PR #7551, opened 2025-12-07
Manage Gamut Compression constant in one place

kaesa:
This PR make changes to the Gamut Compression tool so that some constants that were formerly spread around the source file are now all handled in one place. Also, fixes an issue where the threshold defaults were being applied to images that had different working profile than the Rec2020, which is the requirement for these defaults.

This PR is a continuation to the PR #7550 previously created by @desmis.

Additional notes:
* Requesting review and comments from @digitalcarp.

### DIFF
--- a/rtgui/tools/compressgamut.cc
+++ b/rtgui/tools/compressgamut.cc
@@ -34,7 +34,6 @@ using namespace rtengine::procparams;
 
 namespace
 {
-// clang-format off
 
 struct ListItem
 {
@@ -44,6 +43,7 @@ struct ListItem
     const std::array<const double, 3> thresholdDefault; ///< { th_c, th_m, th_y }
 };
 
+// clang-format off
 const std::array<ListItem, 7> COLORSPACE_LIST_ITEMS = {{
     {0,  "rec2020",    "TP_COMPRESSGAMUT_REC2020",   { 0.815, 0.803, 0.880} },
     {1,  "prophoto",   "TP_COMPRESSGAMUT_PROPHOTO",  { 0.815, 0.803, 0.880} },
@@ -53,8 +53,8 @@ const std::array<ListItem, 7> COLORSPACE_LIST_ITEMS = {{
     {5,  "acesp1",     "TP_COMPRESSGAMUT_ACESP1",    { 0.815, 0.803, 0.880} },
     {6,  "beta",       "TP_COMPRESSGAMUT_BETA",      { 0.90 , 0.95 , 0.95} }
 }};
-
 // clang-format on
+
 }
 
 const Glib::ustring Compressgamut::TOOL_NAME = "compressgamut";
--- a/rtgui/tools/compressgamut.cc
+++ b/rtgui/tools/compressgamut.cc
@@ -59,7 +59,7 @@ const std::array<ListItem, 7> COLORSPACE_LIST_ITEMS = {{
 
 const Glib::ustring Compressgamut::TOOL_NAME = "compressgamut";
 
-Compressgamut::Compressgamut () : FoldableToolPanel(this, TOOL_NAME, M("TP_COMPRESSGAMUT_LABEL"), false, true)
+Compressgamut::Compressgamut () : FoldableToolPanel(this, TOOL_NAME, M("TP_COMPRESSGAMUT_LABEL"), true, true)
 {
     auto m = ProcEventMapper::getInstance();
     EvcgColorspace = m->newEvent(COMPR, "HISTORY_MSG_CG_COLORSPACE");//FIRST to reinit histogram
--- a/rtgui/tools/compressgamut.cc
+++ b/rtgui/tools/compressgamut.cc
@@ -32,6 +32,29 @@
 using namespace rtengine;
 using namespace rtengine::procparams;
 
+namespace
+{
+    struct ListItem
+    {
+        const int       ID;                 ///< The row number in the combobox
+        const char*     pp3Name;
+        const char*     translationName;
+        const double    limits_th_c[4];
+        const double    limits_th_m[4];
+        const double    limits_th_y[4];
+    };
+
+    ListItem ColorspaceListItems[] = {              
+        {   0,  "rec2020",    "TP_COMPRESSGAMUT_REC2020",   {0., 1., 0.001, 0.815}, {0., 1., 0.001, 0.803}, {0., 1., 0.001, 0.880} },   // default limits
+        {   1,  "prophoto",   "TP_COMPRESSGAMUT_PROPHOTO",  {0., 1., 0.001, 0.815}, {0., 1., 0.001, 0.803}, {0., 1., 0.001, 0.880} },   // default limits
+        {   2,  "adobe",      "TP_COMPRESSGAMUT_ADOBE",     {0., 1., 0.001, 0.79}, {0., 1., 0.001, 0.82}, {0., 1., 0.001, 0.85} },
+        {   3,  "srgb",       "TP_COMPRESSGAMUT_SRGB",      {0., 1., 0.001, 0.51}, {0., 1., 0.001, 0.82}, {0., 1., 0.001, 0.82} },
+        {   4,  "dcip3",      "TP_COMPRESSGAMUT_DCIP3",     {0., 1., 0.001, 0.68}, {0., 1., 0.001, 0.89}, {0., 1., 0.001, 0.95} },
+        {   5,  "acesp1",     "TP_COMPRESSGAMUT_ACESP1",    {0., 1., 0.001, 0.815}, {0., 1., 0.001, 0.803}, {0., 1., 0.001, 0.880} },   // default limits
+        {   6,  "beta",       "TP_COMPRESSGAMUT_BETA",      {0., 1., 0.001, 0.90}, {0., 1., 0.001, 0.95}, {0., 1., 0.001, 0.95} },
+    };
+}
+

= = =

Your assignment |
A single number is the whole answer here: how many lines of the material include "FoldableToolPanel" as a word or string?

Exercise answer |
2